The Role of Artificial Intelligence in Strengthening Enterprise Databases And Analytics
- By Walter Moore
- Artificial Intelligence
We hear about AI or Artificial Intelligence much frequently lately and there is no doubt why it had taken center stage in the enterprise data analytics world with unrelenting capabilities. Business decision-makers are now trying to discover more innovative ways with AI to improve their decision-making with assistive intelligence by leveraging the latest technology and tools' benefits. Artificial Intelligence is proving to be the most viable business intelligence solutions lately by incorporating enterprise data and analytical methods.
AI had unveiled its fullest capabilities with the arrival of big data. The AI applications of our times feature advanced algorithms and hyper-computing powers. AI is now an umbrella term covering many things, from machine learning and deep learning to probabilistic predictions and natural language processing, as we can see with Siri, Alexa, and Google, etc. Considering all these, no one, including the small organizations, can ignore the overwhelming potential of AI in combination with big data, machine learning, etc., which may transform the technological world over the next decade. When you use it you will see the substantial results you can get out of it.
Database management and AI
Each generation of database management systems is paving the way to more advanced and sophisticated organizational data use. While the first-generation databases' objective was to store the data safely, the next generation came with effective data integration and retrieval features; now, the latest generation of databases is focused on unlimited big data storage and high-end data analytics capabilities.
Ever since the database systems start to capture the data from business transactions, we've to try to integrate it for strategical and tactical decision making. The old-age data warehouses have now given way to big data marts. The next generation leveraged business reporting through data integration and analytics (OLAP), with which the organizations can set, monitor, and achieve their goals using data metrics.
This is known as the BI wave in the enterprise database approach. The latest generation technologies like Hadoop can effectively meet the challenges of big data volume, data velocity, and challenges. In contrast, cloud platforms enable users to take advantage of the analytics capabilities of databases.
The enterprise analytics spectrum
While the organizations now largely target analytical capabilities while considering an effective database management system, we can consider three broader analytical forms for decision making. The latest enterprise DBMS's latest analytical capabilities cover a wider spectrum of analytics, which may effectively correlate with the destined business' analytics maturity.

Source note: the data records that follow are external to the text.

PR #3636, opened 2025-09-03
Engagement Boost: Make preview work for non-administrators

### LINKED ISSUE #3635: Engagement Boost preview doesn't work for non-administrators
## Describe the bug
Non-administrators see a "-1" displayed in the Engagement Boost preview screen, instead of seeing the post's content.

## To Reproduce
Use Engagement Boost with a non-administrator account, and open to boost any post. The preview pane will display a "-1".

## Expected behavior
Being able to see the post content in the preview.

acicovic:
## Description
When using Engagement Boost, non-administrators would see a "-1" displayed in the Engagement Boost preview screen, instead of seeing the post's content.

This PR creates a predefined changeset post in order to make the Engagement Boost preview work for non-administrator user roles. By creating a predefined changeset post with a known UUID that we use in `iFrameSrc()`, we guarantee that the preview will work for all authorized user roles.

## Motivation and context
- Fixes VIPCMS-1383
- Root issue: When the Engagement Boost preview iframe is loaded, it calls the WordPress Customizer in the `iFrameSrc()` function. The Customizer requires the current user to have the `customize` capability (available to Administrators), or the passed UUID to have a corresponding changeset post in the database. Otherwise [it fails](https://github.com/WordPress/WordPress/blob/f70e032c5f1e38abdbefe993bf21732a29ac1608/wp-includes/class-wp-customize-manager.php#L555-L562) with -1 ("Non-existent changeset UUID") and prevents preview, displaying "-1".

## How has this been tested?
Using the current `develop` branch, use Engagement Boost with a non-administrator account, and notice the "-1" in the preview pane. Repeat the steps with this patch, and the post content will appear as expected.

## Summary by CodeRabbit

* **Bug Fixes**
  * Engagement Boost preview now reliably loads for non‑administrator users by using a stable preview identifier to prevent missing or mismatched previews.

* **Chores**
  * Automatically ensures the required preview draft is created during admin initialization to support the preview flow.

* **Refactor**
  * Consolidated and cleaned up imports in the preview component.


wp-parsely.php
```diff
@@ -114,6 +114,50 @@ function parsely_admin_init_register(): void {
...
+	if ( ! $parsely->api_secret_is_set() || ! Permissions::current_user_can_use_pch_feature(
+		'traffic_boost',
+		$parsely->get_options()['content_helper']
+	) ) {
+		return;
+	}
+
+	// Needs to match the UUID in iFrameSrc() in preview-frame.tsx.
+	$uuid    = '905b130b-4129-4416-919c-9e31433a6f65';
+	$post_id = post_exists( "wp-parsely-$uuid", '', '', 'customize_changeset', 'private' );
```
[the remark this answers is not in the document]
acicovic: These should be addressed now.

wp-parsely.php
```diff
@@ -114,6 +114,54 @@ function parsely_admin_init_register(): void {
...
+ * `class-wp-customize-manager.php` and prevents preview, displaying "-1".
+ *
+ * By creating a predefined changeset post with a known UUID that we use in
+ * `iFrameSrc()`, we guarantee that the preview will work for all authorized
+ * user roles.
+ *
+ * @since 3.21.0.
+ */
+function create_engagement_boost_changeset_post(): void {
+	if ( ! function_exists( 'post_exists' ) ) {
```
alecgeatches, line 136: Does this ever run in a context where `post_exists` is missing? Just curious, as we use a bunch of other functions in this method without a check, so I'm guessing this is a specific fix.

alecgeatches (approved):
Insane bug and fix. I've tested locally and confirmed this fixes the issue for an `editor` user. Great job!

wp-parsely.php
acicovic: @alecgeatches, thanks for checking! 🙂

No, actually this was a CodeRabbit suggestion. During my testing, I never hit a point where the function didn't exist. However, in theory this could happen if we moved the hook quite earlier, but which would probably be an accident.

I'm fine with either keeping or removing this. As you say, we don't do it in other functions, so it does feel like a specific fix when in fact it isn't.

alecgeatches: @acicovic I found [at least one complaint](https://wordpress.stackexchange.com/questions/218715/fatal-error-call-to-undefined-function-post-exists) about this function, so I think it can't hurt to include. I have seen some weird behaviors for `init` functions called by cron tasks similar to this.

acicovic: Great, will leave as is then. Thanks for the review! 🙂

acicovic:
Adding a "Do not merge" label here for the time being, as this will be ported to a fix release instead of 3.21.0.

You can consider the latest initiative of the Customer-360 approach as a classic example of this. Adding to the primary needs for data acquisition and integration from various operational platforms like CRM, order management, customer support, and finance, etc., enterprises may also gather customer behavior data from the landing pages of the websites, social media platforms, and also the product usage data for analytical purposes. Reporting and BI apps can leverage this data to analyze it against the predefined metrics and find the metrics like engagement, churn rate, calculated lifetime value, etc., along with various other customer attributes to aid in decision making.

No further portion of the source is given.